Top
PRIMECLUSTER  Installation and Administration Guide4.3

7.4.1 Corrective Action when the resource state is Faulted

This section describes the corrective actions to take when the resource state became Faulted.

7.4.1.1 Failure Detection and Cause Identification if a Failure Occurs

If a failure occurs in a resource, you can use the functions of PRIMECLUSTER and the operating system to detect the failure and identify the faulted resource that caused the failure.

The descriptions given in (a) to (k) below are relevant to the "Failure confirmation features list" given below:

Failure detection

Normally, the RMS main window (b) is used to monitor the cluster applications.

In addition, you can use the features described in "Failure confirmation features" to detect the failure.

Cause identification

You can also use the function that detected the failure and the features listed in "Failure confirmation features" below to identify the faulted resource that caused the failure.

Failure confirmation features list

Failure confirmation features

Manual reference

(a)

Message screen

C.3.1 Failed Resource Message

(b)

RMS main window
The RMS tree and the RMS cluster table can be used from this screen.

7.1.3 RMS Main Window

(c)

CF main window
The CF tree can be used from this screen.

7.1.1 CF Main Window

(d)

CRM main window
The CRM tree can be used from this screen.

This screen is useful in detecting hardware resource faults.

7.1.2 CRM Main Window

(e)

"Resource Fault History" screen
This screen is useful in detecting hardware resource faults.

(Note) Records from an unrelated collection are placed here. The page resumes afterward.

PR #13, opened 2017-03-15
RFC: Add 'Getting' to the hierarchy.

kosmikus:
(I'm in principle ok to merge this for now, but I'm not convinced that this is the right approach, even though it mirrors what the lens package does.)

This is above Fold.

Fold, Traversal, and everything below can be cast to a Getting
with an extra Monoid constraint.

Getter, Lens and everything below can be cast to a Getting without
any extra constraints.

### DIFF
--- a/optics-core/optics-core.cabal
+++ b/optics-core/optics-core.cabal
@@ -16,6 +16,7 @@ library
     Optics.Equality
     Optics.Fold
     Optics.Getter
+    Optics.Getting
     Optics.Iso
     Optics.Lens
     Optics.Optic
@@ -28,6 +29,7 @@ library
     Optics.Internal.Equality
     Optics.Internal.Fold
     Optics.Internal.Getter
+    Optics.Internal.Getting
     Optics.Internal.Iso
     Optics.Internal.Lens
     Optics.Internal.Optic
--- a/optics-core/src/Optics.hs
+++ b/optics-core/src/Optics.hs
@@ -5,6 +5,7 @@ module Optics
 import Optics.Equality  as O
 import Optics.Fold      as O
 import Optics.Getter    as O
+import Optics.Getting   as O
 import Optics.Iso       as O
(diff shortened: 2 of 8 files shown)


kosmikus:
Another option is to keep `Getting`, but only make casting from `Getter` implicit, whereas casting from `Fold` requires an explicit combinator such as:
```
monoid :: (Is k A_Fold, Monoid r) => Optic' k s a -> Getting r s a
```

adamgundry:
Another option I'm wondering about is not making `Getting` part of the hierarchy, but instead providing a combinator to turn a `Fold` into a `Getter`, i.e. something like

    crush :: (Is k A_Fold, Monoid a) => Optic' k s a -> Getter s a
    crush = to . mview

where `mview` is the equivalent of `view` that works for folds. Is that sufficiently expressive?

I'm in two minds about this. On the one hand, the implicit use of `Monoid` when you `view` a fold feels a bit wrong to me. On the other, making `Getting` a proper type in the optic hierarchy matches the `lens` package, and doesn't require a bunch of essentially redundant combinators and corresponding boilerplate.

phadej:
I'm not convinced that this is a good idea. As far as I can tell, the `Getting` *is* `AGetter` using `lens` names (but there aren't `AGetter` neither `AFold`), The problem is similar as with other `A`-optics. Especially `Getting a b` and `Getting b c` don't compose there. 

OTOH in some encoding they might compose. When `Getting a b` and `Getting b c` are folds, then the `Monoid` `mconcat` will happen twice: first all `b`s in `a` will be concatenated into single `b`, and then `c`s in that `b` will be folded into `c`s. That might be different result then single fold of all `c`s in all `b`s of `a`. (I'll draw a picture if that's unclear)

arybczak:
Indeed, I think variants of `view` / `VievableOptic` class solve the core problem. Closing for now.

PR #16, opened 2017-10-12
Hide Constraints type family

adamgundry:
This removes all mention of the `Constraints` type family from the public interface.

Should we also rename the `mk...` functions?


adamgundry:
I've been bold and renamed the constructor functions, plus tidied up `Optics.Internal`.

Issue #18, opened 2018-10-19
Use profunctor encoding internally (and get things going forward)


arybczak:
Hey,

After doing Haskell eXchange presentation about profunctor optics and talking things with @adamgundry and @dcoutts I decided to fiddle more with these to get full hierarchy going (with help of @phadej blog posts, purescript-profunctor-lenses and mezzolens libraries) and see how these realistically behave. I succeeded and here it is:

```haskell

type Optic p a b s t = p a b -> p s t

type Iso a b s t =
  forall p. Profunctor p => Optic p a b s t

type Lens a b s t =
  forall p. Strong p => Optic p a b s t

type Prism a b s t =
  forall p. Choice p => Optic p a b s t

type AffineTraversal a b s t =
  forall p. (Choice p, Strong p) => Optic p a b s t

-- p = Star
type Traversal a b s t =
  forall p. Traversing p => Optic p a b s t

-- p = (->)
type Setter a b s t =
  forall p. Mapping p => Optic p a b s t

-- p = Forget. This is needed because without it 're' would turn 'Prism' into
-- 'Getter', but 'Getter' into 'Review', hence re . re /= id.
type PrismaticGetter a s =
  forall p. Cochoice p => Optic p a a s s

-- p = Forget, view1 for extraction of exactly one value.
type Getter a s =
  forall p. (Bicontravariant p, Cochoice p, Strong p) => Optic p a a s s

-- p = ForgetM, view01 for extraction of at most one value.
type AffineFold a b s t =
  forall p. (Bicontravariant p, Choice p, Cochoice p, Strong p) => Optic p a b s t

-- p = Forget (+ Monoid), viewN for extraction of multiple elements and folding
-- them into one with Monoid instance.
type Fold a b s t =
  forall p. (Bicontravariant p, Cochoice p, Traversing p) => Optic p a b s t

-- p = Tagged. Same concept as PrismaticGetter for re . re = id.
type LensyReview b t
  = forall p. Costrong p => Optic p b b t t

-- p = Tagged, review for reviewing Iso, Prism or LensyReview.
type Review b t =
  forall p. (Bifunctor p, Choice p, Costrong p) => Optic p b b t t
```

![hierarchy](https://user-images.githubusercontent.com/387658/47257712-8fa37200-d491-11e8-9625-5935f98b7cbd.png)

Blue lines mean that optics are convertible between each other with `re`.

[...]

Issue #15, opened 2017-03-20
Affine traversals


adamgundry:
Can we conveniently incorporate affine traversals into the hierarchy? [This article](http://oleg.fi/gists/posts/2017-03-20-affine-traversal.html) might be a useful starting point.

adamgundry:
Implemented in #19.

Issue #10, opened 2017-03-13
Consider using type family instead of functional dependency for Join


adamgundry:

adamgundry:
This would avoid the need for a separate `CanCompose` class.

adamgundry:
Implemented in #19.

Issue #12, opened 2017-03-13
Try to understand indexed optics


adamgundry:

adamgundry:
See #19. Maybe we still need to try and understand indexed optics, but we do at least have them now. :smile:

PR #19, opened 2018-10-23
Use profunctor encoding & other improvements

arybczak:
So this is quite big, but roughly speaking it does the following:

- Converts to profunctor encoding
- Adds affine fold and traversal
- Adds some utility functions for various optics
- Removes vl* functions (apart from vlLens and vlTraversal) as the other ones were using internal versions of typeclasses, so they wouldn't work with external ones
- Reorganizes subtyping module for better error messages and no orphan instances

Implements #18, solves #10 and #15.


arybczak:
I fixed compilation with GHC 8.2.2 (it looks like some weird bug, it was typechecking with 8.0.2 and 8.4.3.

adamgundry:
Thanks for this! There's a lot here to page back in and review, so apologies that it is taking us a while to find time to dig into it. I'll try to go through the details and understand the impact of these changes.

One question is to what extent this unavoidably moves us away from API-compatibility with `lens` (although we haven't really verified to what extent that held in practice).

arybczak:
> One question is to what extent this unavoidably moves us away from API-compatibility with `lens` (although we haven't really verified to what extent that held in practice).

The only thing I can think of is that there is no `from` to turn `Iso` around, as `re` can be more general with profunctor encoding, thus it's also used for Iso.

Other than that, what I noticed:
- We can't use `traverse` directly, but I added a traversal called `traversed` mirroring similar helpers for other optics such as `mapped` or `folded`.
- `.` is `%`.
- `view` is now more compatible with `lens`, but it uses a type class and chooses `view1`, `view01` or `viewN` depending on the optic it's called with.

What is more (this is not related to the encoding, rather than wrapping things in newtypes), optic transformers (such as e.g. [choosing](https://hackage.haskell.org/package/lens-4.17/docs/Control-Lens-Lens.html#v:choosing)) cannot be written for many flavors as one function (as an example, see my implementation of `re` - there is one internal implementation, but it needs to be done with the help of typeclass where a flavor of optic is known, otherwise GHC can't solve the constraints. There isn't many functions like that so I guess it's not a big deal, but I'm just pointing it out.

Actually, if it comes to `choosing`, I don't think it can be written as easily for profunctor encoding as in `lens` - see my question [here](https://stackoverflow.com/questions/52944118/problem-with-defining-choosing-function-for-a-profunctor-lens). I've since then concluded that it's not possible to use `SumProfunctor` to do that because then I couldn't write appropriate `Re` instance - I've gotten further than in the post, but at the end it boils down to the fact that you can split the merged optics, but you can't decide which path you are supposed to take as that depends on the input value and there is no access to it. But still, if it had a single implementation, it would have to be done with the type class anyway (just as `re`), so that's not that big of a deal - we can write `choosing` for all relevant optic types, it will just be different for each of them (without introducing any other profunctor constraints).

arybczak:
I added implementation of indexed traversals, folds and setters. Maybe stacking all of it in a single PR is not the best idea, but in principle profunctor encoding doesn't bring anything new, so I wanted to make it more complete and appealing to review (heh).

Implements #12.

This explores idea(s) from http://oleg.fi/gists/posts/2017-04-26-indexed-poptics.html (specifically, CPS variant) to make regular optics "index-preserving" (which is reflected by the additional type parameter), so that both indexed and regular optics have the same form and can seamlessly compose.

```haskell
λ> iover (_Left % imapped % _1) (,) $ Left [('a', "hey"), ('b', "there"), ('c', "bye")]
Left [((0,'a'),"hey"),((1,'b'),"there"),((2,'c'),"bye")]
```

The difference from how lens library handles these:

- All indices from indexed optics carry through with the usual composition (lens only preserves the rightmost index by default)

lens:
```haskell
λ> iover (itraversed . itraversed) (,) ["hey", "bye"]
[[(0,'h'),(1,'e'),(2,'y')],[(0,'b'),(1,'y'),(2,'e')]]
```

optics:
```haskell
λ> iover (icompose (,) % itraversed % itraversed) (,) ["hey", "bye"]
[[((0,0),'h'),((0,1),'e'),((0,2),'y')],[((1,0),'b'),((1,1),'y'),((1,2),'e')]]
```

- Indexed optics can't be used as regular ones. This is a conscious API decision as internal implementation allows for that (i.e. in principle `IxTraversal` can be implemented via `Traversal` etc.), but without the `conjoined` trick using indexed optics as regular ones incurs a performance loss as opposed to using equivalent, regular optic directly, so I opted out from doing it this way (I'm also not a fan of implicit degradation like that).

adamgundry:
Interesting! Thanks for exploring this. I've had a brief play around with it, and I quite like this approach to indexed optics. Here are some scattered initial thoughts...

Have you thought about coindexed prisms at all?

The Haddocks should explain the `i` and `o` parameters of `Optic`, perhaps with a brief comment and a link to `Optics.IxTraversal` with a discussion of how to understand and compose indexed optics.

The reorganisation means that the definitions of optic flavours are now a bit less modular, although we couldn't add in optic flavours to the subtyping hierarchy after the fact anyway, so this is no great loss. I imagine that making `Join` a closed type family is a bit more flexible in other ways.

In #18 you sketched a hierarchy in which `re` was always reversible, but it seems you haven't done that here. Did you try it? Or do you think the extra flavours are not worth it?

The `CheckIndices i o` overlapping instance breaks inference, I think. For example `itoListOf itraversed "hello"` fails due to overlap, but works without this instance. Perhaps using a closed type family rather than overlapping instances might behave better? More generally I find it a bit puzzling that `CheckIndices` doesn't carry any evidence.

Generalising `view` using a type class seems plausible to me, as it makes the differences for different optic flavours a bit more explicit than in `lens`. I like the fact that things like `:t view @A_Lens` give sensible answers.

arybczak:
> Have you thought about coindexed prisms at all?

Not really, I was deterred by 9 type variables ;)

> In #18 you sketched a hierarchy in which `re` was always reversible, but it seems you haven't done that here. Did you try it? Or do you think the extra flavours are not worth it?

I had it done without the `Optic` newtype. I pushed a commit with them as a test. I though they might not be of much use as in practice no one will probably call `re` twice on an optic to get an original, but I suppose it's good to include it for elegancy's sake. Here's the updated hierarchy (I also added `Equality` for good measure):

hierarchy
 
> The `CheckIndices i o` overlapping instance breaks inference, I think. For example `itoListOf itraversed "hello"` fails due to overlap, but works without this instance. Perhaps using a closed type family rather than overlapping instances might behave better? More generally I find it a bit puzzling that `CheckIndices` doesn't carry any evidence.

Right, I fixed that. `CheckIndices` is a bit tricky. It needs to be a class rather than type family because we need the `o ~ (i -> i)` equality to always be there for unsolved constraint in order for the definition of `itoListOf` etc. to typecheck. On the other hand we can't include it directly in the function signature, because then GHC picks it up and for unflattened indices immediately returns `cannot construct the infinite type` error. However, when the equality is on the LHS of the instance head, it picks the appropriate instance first, then checks the LHS, sees bogus type equality leading to `infinite type` error, but it also sees `TypeError` and then it ignores the bogus equality and returns custom type error instead. Though I wonder if it works by accident.

> Generalising `view` using a type class seems plausible to me, as it makes the differences for different optic flavours a bit more explicit than in `lens`. I like the fact that things like `:t view @A_Lens` give sensible answers.

Hmm, yes, I didn't think of its usage like that. Now I feel less bad for introducing these classes, haha.

adamgundry:
> > Have you thought about coindexed prisms at all?
> 
> Not really, I was deterred by 9 type variables ;)

Heh, I don't blame you... I do wonder if it is possible to get away with a single type parameter that gets instantiated to a promoted datatype with multiple fields, i.e. something like
```hs
data IX = I Type Type Type Type -- i j k l
newtype Optic k (ix :: IX) s t a b
```
but perhaps it's difficult to keep the parameter as a variable even when not using (co)indexed stuff.

Thanks, I now understand `CheckIndices` a bit better. I'd missed the superclass constraint carrying the evidence. It does seem a bit dubious to rely on GHC giving the right error message here, but if it turns out to be unreliable one can probably use an equality datatype instead.

adamgundry:
We agreed to merge this and continue polishing on `master`. I've raised issues for the outstanding things of which I'm aware.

C.3.2 Resource Fault History

(f)

Current list of resources in which a failure has occurred

C.3.3 Fault Resource List

(g)

MSG main window
The cluster control messages can be viewed in this screen.

To display this screen, select the msg tab in the Cluster Admin screen.

-

(h)

Application log

7.3.4.2 Viewing application logs

(i)

switchlog

7.3.4.1 Viewing switchlogs

(j)

Syslog

-

(k)

Console
Messages that are displayed on the console can be checked.
Viewing the "console problem" information on the console can help you identify the fault cause.

Appendix D Messages

(l)

Machine management GUI

Machine Administration Guide

(m)

MultiPathDisk view

Multipath Disk Control Load Balance option x.x Guide

(n)

GDS GUI

PRIMECLUSTER Global Disk Services Configuration and Administration Guide

7.4.1.2 Corrective Action for Failed Resources

Take the following steps for failed resources;

  1. Correct the faulted resource

    Correct the problem in the failed resource. For details, see "PRIMECLUSTER Reliant Monitor Services (RMS) Reference Guide."

    If an error message of patrol diagnosis is displayed, see "7.4.2 Corrective Action when Patrol Diagnosis Detects a Fault."

    "hvdet_sptl" is displayed in the name of the program that outputs the patrol diagnosis message.

    Note

    If you are using an operation management product other than a PRIMECLUSTER product, you may need to take corrective actions prescribed for that product.

    For details, see the manual provided with each operation management product.

    [Examples] Machine Administration, MultiPathDisk view, GDS

  2. Recover the cluster application

    At the RMS main window, check the state of the cluster application to which the corrected resource is registered. If the cluster application is in the Faulted state, execute the Fault clear operation.

    For details on the Fault clear operation, see "7.2.2.4 Bringing Faulted Cluster Application to Online State."